Whatever is going on in the body, these mechanisms are unlikely to capture the full picture of how dairy influences cardiovascular health. Little is known, for example, about how bioactive peptides derived from casein proteins shift the regulation of blood pressure through their inhibition of angiotensin I-converting enzyme—nor about the likely vasodilatory consequences of several minerals present in milk.
Although the combination of all of these effects appears to skew health outcomes only slightly over time, this is surely important enough for health systems to take note. In the United States, a country hardly famed for a population in fine cardiovascular fettle, dairy products account for 21% of all saturated fat consumed. So maybe, rather than just nagging people to eat less saturated fat, health professionals could place more emphasis on which fatty foods aren’t so bad for you. They could start by offering around the cheese plate.
References
1. Kondo I, Ojima T, Nakamura M, Hayasaka S, Hozawa A, Saitoh S, Ohnishi H et al. (2013). Consumption of dairy products and death from cardiovascular disease in the Japanese general population: The NIPPON DATA80. J Epidemiol 23:47-54.

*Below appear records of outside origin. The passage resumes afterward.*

Issue #861, opened 2024-02-26
ICAROS: City Tools


jahernando:
Repository with Kr-Calibration tools

- [ ] functions to apply the Kr corrections
- [ ] access and display of the calibration data map
- [ ] functions to compare two calibration maps
- [ ] NB step by step ICARO

bpalmeiro:
Not sure if here is the best place to have this (advice otherwise), but for book-keeping when we do the documentation:

https://github.com/next-exp/IC/pull/865#discussion_r1900679623

PR #948, opened 2025-12-19
Add functions to get 3D krypton maps

mcidlaso:
These scripts contain functions to:  
- Make cuts on the outputs from sophronia to get the selected events and the efficiencies of the cuts
- Get the lifetime and drift velocity for each run 
- Compute 3D krypton maps and apply them to correct the data
- Some tests for these functions (still have a lot of work to do)


invisible_cities/icaros/correction_functions.py
```diff
@@ -0,0 +1,51 @@
+import pandas as pd
+import numpy  as np
+from scipy.interpolate import griddata
+
+
+
+def normalization(krmap, method, x_low, x_high, y_low, y_high):
```
gonzaponte: The last 4 parameters need to be optional, since they are only relevant for `method == "region"`. I also think it would be interesting to gather them in a dictionary to simplify the logic.

invisible_cities/icaros/correction_functions.py
```diff
@@ -0,0 +1,51 @@
...
+
+    mu_values = krmap.mu
```
gonzaponte: since you are doing `.dropna()` everywhere, you can do it here already

invisible_cities/icaros/correction_functions_test.py
```diff
@@ -0,0 +1,43 @@
...
+def test_method_norm():
+
+    k_vals = np.arange(10)
+    i_vals = np.arange(12)
+    j_vals = np.arange(12)
+
+    k, i, j = np.meshgrid(k_vals, i_vals, j_vals, indexing='ij')
+    k = k.ravel()
+    i = i.ravel()
+    j = j.ravel()
```
gonzaponte:
```suggestion
    k, i, j = map(np.ravel,
                  np.meshgrid(k_vals, i_vals, j_vals, indexing='ij'))
```

invisible_cities/icaros/krmap_functions.py
```diff
@@ -0,0 +1,149 @@
...
+
+import itertools
+
+"""
+
+This script contains functions to compute NaN_maps, 3D_maps from kdsts and to merge them to create an 'uniform' map.
+
+"""
+
+def create_NaN_map(xy_range, dt_range, xy_nbins, dt_nbins):
```
gonzaponte:
```suggestion
def create_empty_map(xy_range, dt_range, xy_nbins, dt_nbins):
```

invisible_cities/icaros/krmap_functions.py
```diff
@@ -0,0 +1,149 @@
...
+    """
+
+    xy_bins = np.linspace(xy_range[0], xy_range[1], xy_nbins + 1)
+    dt_bins = np.linspace(dt_range[0], dt_range[1], dt_nbins + 1)
+
+    #shift to bin centers invisible_cities.core.core_functions
+
+    i_range = np.arange(0, len(xy_bins)-1)
+    j_range = np.arange(0, len(xy_bins)-1)
+    k_range = np.arange(0, len(dt_bins)-1)
```
gonzaponte: `xy_bins` and `dt_bins` are only used to compute their length, which are given by the variables `xy_nbins` and `dt_nbins`

invisible_cities/icaros/krmap_functions.py
```diff
@@ -0,0 +1,149 @@
...
+        index=range(len(combinations)),
+        columns=['nevents', 'mu', 'sigma', 'mu_error', 'sigma_error']
+    )
+    Nan_map = pd.concat([combinations, Nan_map], axis=1)
+
+    return Nan_map
+
+
+def med_fun(df):
+    sigma = (0.04/2.35)*df.S2e.median()
```
gonzaponte: Add a comment explaining this value

invisible_cities/icaros/krmap_functions.py
```diff
@@ -0,0 +1,149 @@
...
+        np.nan,
+        index=range(len(combinations)),
+        columns=['nevents', 'mu', 'sigma', 'mu_error', 'sigma_error']
+    )
+    Nan_map = pd.concat([combinations, Nan_map], axis=1)
+
+    return Nan_map
+
+
+def med_fun(df):
```
gonzaponte: rename to `median`, `get_median` or similar

invisible_cities/icaros/krmap_functions.py
```diff
@@ -0,0 +1,149 @@
...
+    return pd.DataFrame({
+         'nevents': len(df),
+         'median': df.S2e.median(),
+         'sigma': sigma,
+         'median_error': sigma/np.sqrt(len(df)),
+         'sigma_error': np.nan}, index = [0]) #error de std?
+
+
+
+def fit_function(df, bins, size =10):
```
gonzaponte: rename to `gaussian_fit` or similar
rename `bins` to `ebins`, `energy_bins`, or similar, to clarify that they refer to energy
rename `size` to something that gives a better hint of its meaning (e.g. `min_events`)

invisible_cities/icaros/krmap_functions.py
```diff
@@ -0,0 +1,149 @@
...
+    if len(df)<size:
+        results = med_fun(df)
+
+    bin_centers = shift_to_bin_centers(bin_edges)
```
gonzaponte: if `bin_edges` is only used to compute `bin_centers`, then the argument to this function should be `bin_centers`

invisible_cities/icaros/krmap_functions.py
```diff
@@ -0,0 +1,149 @@
...
+
+        results = pd.DataFrame({'nevents': len(df), 'mu': np.nan, 'sigma': np.nan, 'mu_error': np.nan, 'sigma_error': np.nan}, index = [0])
+
+        return results
+    results = pd.DataFrame({'nevents': len(df), 'mu': f.values[1], 'sigma': f.values[2], 'mu_error': f.errors[1], 'sigma_error': f.errors[2]}, index = [0])
+
+    return results
+
+
+def map_3D_fits(df, xy_range, dt_range, xy_nbins, dt_nbins):
```
gonzaponte: try to come up with a name like `verb_noun`, like `create_something`

invisible_cities/icaros/krmap_functions.py
```diff
@@ -0,0 +1,149 @@
...
+
+    df = df.loc[:,['X', 'Y', 'DT', 'S2e']]
+
+    mask = in_range(df.X, *xy_range) & in_range(df.Y, *xy_range) & in_range(df.DT, *dt_range)
+
+    df = df[mask]
+
+    x = df.X
+    y = df.Y
+    dt = df.DT
```
gonzaponte:
```suggestion
    x, y, dt, _ = df.values.T
```
and then you don't need to do .values on each column

invisible_cities/icaros/krmap_functions.py
```diff
@@ -0,0 +1,149 @@
...
+
+    xy_bins = np.linspace(*xy_range, xy_nbins + 1)
+    dt_bins = np.linspace(*dt_range, dt_nbins + 1)
+
+    map_df = df.assign( i = np.digitize(x.values, bins = xy_bins) - 1,
+                        j = np.digitize(y.values, bins = xy_bins) - 1,
+                        k = np.digitize(dt.values, bins = dt_bins) - 1)
```
gonzaponte: Add a comment explaining the -1 at the end

invisible_cities/icaros/krmap_functions.py
```diff
@@ -0,0 +1,149 @@
...
+
+
+    result = map_df.groupby(['k', 'i', 'j']).apply(fit_function, bins = np.linspace(3000, 9000, 101))
```
gonzaponte: the argument bins should probably be an argument to this function as well

invisible_cities/icaros/krmap_functions.py
```diff
@@ -0,0 +1,149 @@
...
+
+    result = result.reset_index()
+
+    if 'level_3' in result.columns:
+        result = result.drop(columns = 'level_3')
```
gonzaponte: This should be deterministic, either the condition is true or false, but it will not change depending on the data, I don't think

invisible_cities/icaros/krmap_functions.py
```diff
@@ -0,0 +1,149 @@
...
+
+    return result
+
+
+def merge_maps(NaN_map, map_3D):
+
+    full_map = pd.concat([map_3D, NaN_map], ignore_index = True)
+    full_map = full_map.groupby(['k', 'i','j']).first().reset_index()
```
gonzaponte: Explain this bit in a comment

invisible_cities/icaros/krmap_functions.py
```diff
@@ -0,0 +1,149 @@
...
+def include_coordinates(map, xy_range, dt_range, xy_nbins, dt_nbins):
+
+    xy_bins = np.linspace(*xy_range, xy_nbins + 1)
+    dt_bins = np.linspace(*dt_range, dt_nbins + 1)
+
+    x = shift_to_bin_centers(xy_bins)
+    y = shift_to_bin_centers(xy_bins)
+    dt = shift_to_bin_centers(dt_bins)
+
+    combinaciones_bins = pd.DataFrame(
```
gonzaponte: english :)

invisible_cities/icaros/krmap_functions.py
```diff
@@ -0,0 +1,149 @@
...
+    itertools.product(dt, x, y),
+    columns=['dt', 'x', 'y'])
+
+
+    map = pd.concat([combinaciones_bins.reset_index(drop=True), map.reset_index(drop=True)], axis = 1)
```
gonzaponte: why do you need to reset indices here?

invisible_cities/icaros/krmap_functions_test.py
```diff
@@ -0,0 +1,85 @@
...
+
+
+def test_empty_medfun():
+    empty_dst = pd.DataFrame(columns = ['DT', 'x', 'y', 'S2e'])
+    result = med_fun(empty_dst)
+
+    assert result.shape == (1, 5)
+    assert result['nevents'].sum() == 0
+    for col in ['median', 'sigma', 'median_error', 'sigma_error']:
+        assert pd.isna(result[col].iloc[0])
```
gonzaponte:
```suggestion
        assert pd.isna(result[col].iloc[0]), f"{col} is not a nan"
```

this adds a bit of information in case of failure

invisible_cities/icaros/krmap_functions_test.py
```diff
@@ -0,0 +1,85 @@
...
+
+
+
+def test_empty_medfun_2():
```
gonzaponte:
```suggestion
def test_medfun_empty_input_does_not_raise():
```

invisible_cities/icaros/krmap_functions_test.py
```diff
@@ -0,0 +1,85 @@
+import numpy as np
+import pandas as pd
+from invisible_cities.core.core_functions import in_range, shift_to_bin_centers
+import itertools
+from new_icaromaps import create_NaN_map, med_fun, fit_function, map_3D_fits, merge_maps, include_coordinates, is_even
+from pytest import raises
+
+
+def test_empty_medfun():
```
gonzaponte: Try to be a bit more descriptive in the test name. Also keep the structure `test_TESTEDFUN_DESCRIPTION`:

```suggestion
def test_medfun_empty_input():
```

invisible_cities/icaros/krmap_functions_test.py
```diff
@@ -0,0 +1,85 @@
...
+
+def test_fit_fun():
+    empty_dst = pd.DataFrame(columns = ['DT', 'x', 'y', 'S2e'])
+    result = fit_function(empty_dst)
+
+    assert result == med_fun(empty_dst)
+
+
+def test_Nevents():
+    d = {'DT': np.empty(6, dtype=int), 'x' : np.empty(6), 'y' : np.empty(6),'S2e' : np.ones(6)}
```
gonzaponte: why `dtype=int` here?

invisible_cities/icaros/krmap_functions_test.py
```diff
@@ -0,0 +1,85 @@
...
+    assert fit_function(df_test, bins = 5)['nevents'].iloc[0] == N
+
+
+def test_merge_maps():
+    Nan_map_test = create_NaN_map(xy_range = (-500, 500), dt_range = (0, 1400), xy_nbins = 100, dt_nbins = 10)
+    d = {'nevents': np.empty(6, dtype = int), 'mu' : np.empty(6), 'sigma' : np.empty(6), 'mu_error' : np.empty(6), 'sigma_error' : np.empty(6)}
+    map_3D_test = pd.DataFrame(data = d, index = range(0, 6))
+    assert merge_maps(Nan_map_test, map_3D_test).shape == Nan_map_test.shape
+
+test_merge_maps()
```
gonzaponte: remove this line

invisible_cities/icaros/lifetime_vdrift_functions.py
```diff
@@ -0,0 +1,137 @@
...
+import matplotlib.pyplot as plt
+from scipy import stats
+from matplotlib.patches import Circle, Rectangle
+from typing import Tuple
+from invisible_cities.core.stat_functions import poisson_sigma
+import invisible_cities.core.fit_functions as fit
+
+
+
+def select_lifetime_region(df, bins, x0, y0, r, half_size, circle=True):
```
gonzaponte: we should review this function interactively

invisible_cities/icaros/lifetime_vdrift_functions.py
```diff
@@ -0,0 +1,137 @@
...
+
+
+    return df_region, mean_values
+
+
+
+def LT_fit(DT, s2e, p0):
+
+    def exponential(t, e, tau):
+        return e*np.exp(-t/tau)
```
gonzaponte: Use `expo` from `fit_functions` (careful with the negative sign)

invisible_cities/icaros/lifetime_vdrift_functions.py
```diff
@@ -0,0 +1,137 @@
...
+
+    popt, pcov = curve_fit(exponential, DT, s2e, p0 = p0)
```
gonzaponte: Use `fit` from `fit_functions`

invisible_cities/icaros/lifetime_vdrift_functions.py
```diff
@@ -0,0 +1,137 @@
...
+        The slope parameter that controls the steepness of the sigmoid curve.
+    offset : float
+        The vertical offset added to the sigmoid function.
+    Returns
+    -------
+    np.array
+        Array of computed sigmoid values for x array.
+    '''
+    sigmoid = scale / (1 + np.exp(-slope * (x - inflection))) + offset
+    return sigmoid
```
gonzaponte: we can move this function to `fit_functions`

invisible_cities/icaros/selection_functions.py
```diff
@@ -0,0 +1,148 @@
...
+
+
+
+def eff_of_sel(sel, name = "", do_print = True):
+    nsel, ntot = np.sum(sel), len(sel)
+    eff = nsel/float(ntot)
+    if do_print:
+        seff = "{:.4f}".format(eff)
+        print(f"{name} efficiency {seff}, {nsel}/{ntot}.")
+    return eff
```
gonzaponte: I think this function is replaced by `eff_of_selection`, isn't it?

invisible_cities/icaros/selection_functions.py
```diff
@@ -0,0 +1,148 @@
...
+
+def load_files(path_data, n):
+    filenames = []
+    for i in range(len(n)):
+        path_run =  f"/trigger1/ldc{i}"
+        path = path_data + path_run
+        file = [os.path.join(path, f) for f in os.listdir(path) if f.endswith(".h5")]
+        filenames.append(file)
+    filenames = list(itertools.chain.from_iterable(filenames))
+    return filenames
```
gonzaponte: This function needs to be more generic, instead of assuming that the folder is structured like
```
top
└── trigger1
    ├── ldc1
    ├── ldc2
    ├── ldc3
    ├── ldc4
    ├── ldc5
    ├── ldc6
    └── ldc7
```

Maybe it can search for all `.h5` files recursively

invisible_cities/icaros/selection_functions.py
```diff
@@ -0,0 +1,148 @@
...
+
+
+
+def eff_of_selection(df_before, df_after, name = ""):
+    events_before = df_before.event.nunique()
+    events_after = df_after.event.nunique()
+
+    eff = events_after/events_before
+
+    print(f"{name} efficiency {eff}, {events_after}/{events_before}.")
```
gonzaponte: Wrap it in `if name:`?

invisible_cities/icaros/selection_functions.py
```diff
@@ -0,0 +1,148 @@
...
+    df_DTband = kdst[sel_DTband]
+
+    eff_DT = eff_of_selection(kdst, df_DTband, 'band selection')
+
+    return df_DTband, eff_DT
+
+
+def select_Xrays(kdst, low_xrays, high_xrays):
+
+    sel_xrays = (kdst.Ec >= low_xrays) & (kdst.Ec <= high_xrays)
```
gonzaponte: use `in_range`

invisible_cities/icaros/selection_functions.py
```diff
@@ -0,0 +1,148 @@
...
+    df_Xrays = kdst[sel_xrays]
+
+    eff_Xrays = eff_of_selection(kdst, df_Xrays, 'remove xrays')
+
+    return df_Xrays, eff_Xrays
+
+
+def select_1S1_1S2(kdst):
+    a = kdst.groupby('event')['time'].count()
+    events_1S1_1S2 = a[a == 1].index.values
```
gonzaponte: explain this and rename `a` to something more self-explanatory

invisible_cities/icaros/selection_functions.py
```diff
@@ -0,0 +1,148 @@
...
+    df_1S1_1S2 = kdst[kdst.event.isin(events_1S1_1S2)]
+
+    eff_1S1_1S2 = eff_of_selection(kdst, df_1S1_1S2, '1S1 & 1S2')
+
+    return df_1S1_1S2, eff_1S1_1S2
+
+
+def select_S2t(kdst, low_S2t, high_S2t):
+    range_S2t = (low_S2t, high_S2t)
+    sel_S2t = in_range(kdst.S2t, *range_S2t)
```
gonzaponte:
```suggestion
    sel_S2t = in_range(kdst.S2t, low_S2t, high_S2t)
```

invisible_cities/icaros/selection_functions.py
```diff
@@ -0,0 +1,148 @@
...
+def select_Rmax(kdst, R_max):
+    df_Rmax = kdst[kdst.R <= R_max]
+
+    eff_Rmax = eff_of_selection(kdst, df_Rmax, f'events with R less than {R_max}')
+
+    return df_Rmax, eff_Rmax
+
+
+def select_DTrange(kdst, low_DT, high_DT):
+    df_DTrange = kdst[(kdst.DT >= low_DT) & (kdst.DT <= high_DT)]
```
gonzaponte: Use `in_range`

invisible_cities/icaros/selection_functions.py
```diff
@@ -0,0 +1,148 @@
...
+
+    eff_DTrange = eff_of_selection(kdst, df_DTrange, f'events in DT range [{low_DT}, {high_DT}]')
+
+    return df_DTrange, eff_DTrange
+
+
+def select_nsipm(kdst, low_nsipm, high_nsipm):
+    sel_nsipm = (kdst.Nsipm >= low_nsipm) & (kdst.Nsipm <= high_nsipm)
```
gonzaponte: Use `in_range`

invisible_cities/icaros/selection_functions.py
```diff
@@ -0,0 +1,148 @@
...
+
+def apply_selections(kdst, run_number,  dtrms2_low, dtrms2_upp, low_xrays, high_xrays, low_S2t, high_S2t, R_max, low_DT, high_DT, low_nsipm, high_nsipm):
+
+    df, eff_DTband = select_diffusion_band(kdst, dtrms2_low, dtrms2_upp)
+
+    df, eff_Xrays = select_Xrays(df, low_xrays, high_xrays)
+
+    df, eff_1S1_1S2 = select_1S1_1S2(df)
+
+    df, eff_S2t = select_S2t(df, low_S2t, high_S2t)
```
gonzaponte: This one should go before the 1S1+1S2 selection, I think

invisible_cities/icaros/selection_functions.py
```diff
@@ -0,0 +1,148 @@
...
+
+    df_final, eff_nsipm = select_nsipm(df, low_nsipm, high_nsipm)
+
+    total_efficiency = eff_of_selection(kdst, df_final, f'total events after all selections')
+
+    d = {'eff diffusion band': [eff_DT], 'eff X rays': [eff_Xrays], 'eff 1S1 & 1S2': [eff_1S1_1S2],
+         'eff S2 trigger time': [eff_S2t], 'eff Rmax': [eff_Rmax], 'eff range DT': [eff_DTrange],
+         'eff number of SiPMS': [eff_nsipm], 'total efficiency': [total_eff]}
+
+    df_efficiencies = pd.DataFrame(data = d)
```
gonzaponte: You can also have numbers in the dictionary (instead of lists of 1 element) and then add `index=[0]` when creating the dataframe

gonzaponte (changes requested):
First round

invisible_cities/icaros/correction_functions.py
```diff
@@ -0,0 +1,53 @@
+import pandas as pd
+import numpy  as np
+from scipy.interpolate import griddata
+
+
+def normalization(krmap, method, xy_params = None):
+
+    mu_values = krmap.mu.dropna()
```
gonzaponte: `dropna` should affect all options of method. Right now, it's only affecting the first two, the other three do not use this variable. You should redefine kr_map so it doesn't contain `nan` values.:
`krmap = krmap.dropna(subset=["mu"])`. Then use `krmap.mu.something` everywhere

invisible_cities/icaros/correction_functions.py
```diff
@@ -0,0 +1,53 @@
+import pandas as pd
+import numpy  as np
+from scipy.interpolate import griddata
+
+
+def normalization(krmap, method, xy_params = None):
```
gonzaponte: We will discuss how to do this with symbols

invisible_cities/icaros/correction_functions.py
```diff
@@ -0,0 +1,53 @@
...
+    if method == 'mean chamber':
+        E_reference_chamber = mu_values.mean()
+        return E_reference_chamber
+
+    if method == 'mean anode':
+        mu_values_anode = krmap[krmap.k == 0].mu
+        E_reference_anode = mu_values_anode.mean()
+        return E_reference_anode
+
+    mask_region = (krmap['x'] <= xy_params['x_high']) & (krmap['x'] >= xy_params['x_low']) & (krmap['y'] <= xy_params['y_high']) & (krmap['y'] >= xy_params['y_low'])
```
gonzaponte: use `in_range`

invisible_cities/icaros/correction_functions_test.py
```diff
@@ -0,0 +1,43 @@
...
+        'y': y,
+        'dt': dt,
+        'mu': mu
+    })
+
+    region_mask = (
+        (map_test.x <= 100) & (map_test.x >= -100) &
+        (map_test.y <= 100) & (map_test.y >= -100)
+    )
+
```
gonzaponte: `in_range`

invisible_cities/icaros/krmap_functions.py
```diff
@@ -0,0 +1,316 @@
...
+         'median': df.S2e.median(),
+         'sigma': sigma,
+         'median_error': sigma/np.sqrt(len(df)),
+         'sigma_error': np.nan}, index = [0]) #error de std?
+
+
+
+def gaussian_fit(df, ebins, min_events = 10):
+    if len(df)< min_events:
+        results = get_median(df)
```
gonzaponte:
```suggestion
        return get_median(df)
```

invisible_cities/icaros/krmap_functions.py
```diff
@@ -0,0 +1,316 @@
...
+    metadata = {
+        'rmax'        : df.R.max(),
+        'zmax'        : df.Z.max(),
+        'bin_size_dt' : (dt_range[1] - dt_range[0]) / dt_nbins,
+        'bin_size_x'  : (xy_range[1] - xy_range[0]) / xy_nbins,
+        'bin_size_y'  : (xy_range[1] - xy_range[0]) / xy_nbins,
+        'method'      : norm_method,
+        'dtbins'      : [np.unique(krmap.k.values).tolist()],
+        'xbins'       : [np.unique(krmap.i.values).tolist()],
+        'ybins'       : [np.unique(krmap.j.values).tolist()],
```
gonzaponte:
```suggestion
        'dtbins'      : [krmap.k.unique().to_list()],
        'xbins'       : [krmap.i.unique().to_list()],
        'ybins'       : [krmap.j.unique().to_list()],
```

invisible_cities/icaros/krmap_functions.py
```diff
@@ -0,0 +1,316 @@
...
+    """
+    y, x  = np.histogram(data, bins)
+    x     = shift_to_bin_centers(x)
+    seed  = gauss_seed(x, y)
+    
+    if sigma:
+        sigma = poisson_sigma(y)
+        f     = fit(gauss, x, y, seed, sigma = sigma)
+    else:
+        f     = fit(gauss, x, y, seed)
```
gonzaponte:
```suggestion
    sigma = poisson_sigma(y) if sigma else None
    f     = fit(gauss, x, y, seed, sigma = sigma)
```

invisible_cities/icaros/krmap_functions.py
```diff
@@ -0,0 +1,316 @@
...
+    assert np.all(f.values != seed)
```
gonzaponte:
```suggestion
    if not np.all(f.values != seed):
        raise RuntimeError("a meaningful error message")
```

invisible_cities/icaros/krmap_functions.py
```diff
@@ -0,0 +1,316 @@
...
+    
+    time_edges = np.arange(t_min, t_max + slice_seconds, slice_seconds)
+    
+    dataframes = []
+
+    for i in range(len(time_edges) - 1):
+        t_start = time_edges[i]
+        t_end   = time_edges[i + 1]
+        
+        mask = (df.time >= t_start) & (df.time < t_end)
```
gonzaponte: `in_range`

invisible_cities/icaros/krmap_functions.py
```diff
@@ -0,0 +1,316 @@
...
+        
+    return dataframes
+  
+
+
+def get_time_evol(df, run_number, bins_lt, x0, y0, shape, shape_size, p0, dtrange, low_DT, high_DT, bins_Ec, sigma = False, seed = None): 
+    
+    df_tevols = []
+    
+    for i in range(len(df)):
```
gonzaponte: rename `df` to `dfs` and then do `for df in dfs:`. With this you don't need to put `dfs[i]` everywhere, but simply `df`

invisible_cities/icaros/krmap_functions.py
```diff
@@ -0,0 +1,316 @@
...
+        
+        kdst_in_region = select_lifetime_region(df[i], bins_lt, x0, y0, shape, shape_size)
+        magnitudes, uncertainties = LT_fit(kdst_in_region.DT, kdst_in_region.S2e, p0)
+        lifetime = -magnitudes[1]
+        ulifetime = uncertainties[1]
+        
+        e0 = magnitudes[0]
+        e0u = uncertainties[0]
+    
+        dv, udv = compute_drift_v(df[i].DT.to_numpy(), df[i].DT.nunique(), dtrange, seed)
```
gonzaponte: why is the number of bins set to the number of unique dt values?

invisible_cities/icaros/krmap_functions.py
```diff
@@ -0,0 +1,316 @@
...
+        
+        f = quick_gauss_fit(df[i].Ec_2.values, bins_Ec, sigma = sigma)
+    
+        mu = f.values[1]
+        u_mu = f.errors[1]
+    
+        sigma = f.values[2]
+        u_sigma = f.errors[2]
```
gonzaponte:
```suggestion
        _,   mu,   sigma = f.values
        _, u_mu, u_sigma = f.errors
```

invisible_cities/icaros/krmap_functions.py
```diff
@@ -0,0 +1,316 @@
...
+    
+        R = np.sqrt(8*np.log(2))*(sigma/mu) #FWHM (krypton paper)
+        u_R = R * (u_mu**2/mu**2 + u_sigma**2/sigma**2)**0.5
+    
+        mask = (df[i].DT.values > low_DT) & (df[i].DT.values < high_DT)
```
gonzaponte: `in_range`

invisible_cities/icaros/krmap_functions.py
```diff
@@ -0,0 +1,316 @@
...
+
+
+def get_time_evol(df, run_number, bins_lt, x0, y0, shape, shape_size, p0, dtrange, low_DT, high_DT, bins_Ec, sigma = False, seed = None): 
+    
+    df_tevols = []
+    
+    for i in range(len(df)):
+        
+        mean = df[i].S2e.mean()
+        std = df[i].S2e.std()/np.sqrt(len(df[i]))
```
gonzaponte: define `sqrtn = np.sqrt(len(df[i]))`  and use this variable for the rest of the function to reduce the clutter

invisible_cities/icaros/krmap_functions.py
PR #950, opened 2026-01-14
Avoid floating point comparison issues

gonzaponte:
Some tests that check for an "exact result" have been problematic because they rely on floating point comparisons. This is machine-dependent, which means a test may pass locally, but fail on GHA or viceversa. With direct comparisons, this is usually addressed by adding a tolerance, which we already do. However there are other cases where this isn't enough
- cumulative rounding errors: typical of beersheba, where the iterative process seems to accumulate errors beyond what one might expect using doubles (?)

2. Livingstone KM, Lovegrove JA, Cockcroft JR, Elwood PC, Pickering JE, Givens DI. (2013) Does dairy food intake predict arterial stiffness and blood pressure in men?:Evidence from the caerphilly prospective study. Hypertension 61:42-47.
3. Huth PJ & Park KM. (2012) Influence of dairy product and milk fat consumption on cardiovascular disease risk: A review of the evidence. Adv Nutr 3:266-285.
4. Patterson E, Larsson SC, Wolk A, Akesson A. (2013) Association between dairy food consumption and risk of myocardial infarction in women differs by type of dairy food. J Nutr 143:74-79.